Division of Clinical Care and Research, Institute of Human Virology, University of Maryland School of Medicine, Baltimore.
Critical Care Medicine Department, Clinical Center, National Institutes of Health, Bethesda, Maryland.
AIDS. 2023 Oct 1;37(12):1799-1809. doi: 10.1097/QAD.0000000000003629. Epub 2023 Jun 20.
To evaluate the association between medication for opioid use disorder (MOUD) initiation and addiction consultation and outcomes for patients hospitalized with infectious complications of injecting opioids.
This was a retrospective cohort study performed at four academic medical centers in the United States. The participants were patients who had been hospitalized with infectious complications of injecting opioids in 2018. Three hundred and twenty-two patients were included and their individual patient records were manually reviewed to identify inpatient receipt of medication for opioid use disorder (MOUD), initiation of MOUD, and addiction consultation. The main outcomes of interest were premature discharge, MOUD on discharge, linkage to outpatient MOUD, one-year readmission and death.
Three hundred and twenty-two patients were predominately male (59%), white (66%), and median age 38 years, with 36% unstably housed, and 30% uninsured. One hundred and forty-five (45%) patients received MOUD during hospitalization, including only 65 (28%) patients not on baseline MOUD. Discharge was premature for 64 (20%) patients. In the year following discharge, 27 (9%) patients were linked to MOUD, and 159 (50%) patients had at least one readmission. Being on MOUD during hospitalization was significantly associated with higher odds of planned discharge [odds ratio (OR) 3.87, P < 0.0001], MOUD on discharge (OR 129.7, P < 0.0001), and linkage to outpatient MOUD (OR 1.25, P < 0.0001), however, was not associated with readmission. Study limitations were the retrospective nature of the study, so post-discharge data are likely underestimated.

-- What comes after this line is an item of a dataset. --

PR #105453, opened 2026-05-20
Fix `input_format_json_empty_as_default` not working in JSONStrings* formats

### LINKED ISSUE #104913: `input_format_json_empty_as_default` not implemented for `yield_strings=true` JSON formats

There was dramatic undertreatment with MOUD from inpatient admission to outpatient linkage, and high rates of premature discharge and readmission. Engagement in addiction care during hospitalization is a critical first step in improving the care continuum for individuals with opioid use disorder; however, additional interventions may be needed to impact long-term outcomes like readmission.
评估阿片类药物使用障碍(MOUD)起始治疗和成瘾咨询与因注射阿片类药物感染并发症住院患者结局之间的关系。
这是一项在美国四家学术医疗中心进行的回顾性队列研究。参与者为 2018 年因注射阿片类药物感染并发症住院的患者。共纳入 322 例患者,对其个人病历进行人工审查,以确定住院期间接受阿片类药物使用障碍(MOUD)治疗、开始 MOUD 治疗和成瘾咨询的情况。主要观察指标为提前出院、出院时接受 MOUD 治疗、与门诊 MOUD 衔接、1 年再入院和死亡。
322 例患者中,男性占 59%(192 例),白人占 66%(212 例),中位年龄 38 岁,36%(117 例)居住不稳定,30%(97 例)没有保险。145 例(45%)患者在住院期间接受 MOUD 治疗,其中只有 65 例(28%)患者未接受基线 MOUD 治疗。64 例(20%)患者提前出院。出院后 1 年内,27 例(9%)患者与 MOUD 衔接,159 例(50%)患者至少有 1 次再入院。住院期间接受 MOUD 治疗与计划出院的可能性更高显著相关[比值比(OR)3.87,P <0.0001]、出院时接受 MOUD 治疗(OR 129.7,P <0.0001)和与门诊 MOUD 衔接(OR 1.25,P <0.0001),但与再入院无关。研究局限性在于研究的回顾性,因此出院后数据可能被低估。
从住院到门诊衔接,MOUD 的治疗严重不足,提前出院和再入院率较高。住院期间接受成瘾治疗是改善阿片类药物使用障碍患者治疗连续性的关键第一步;然而,可能需要采取其他干预措施来影响再入院等长期结局。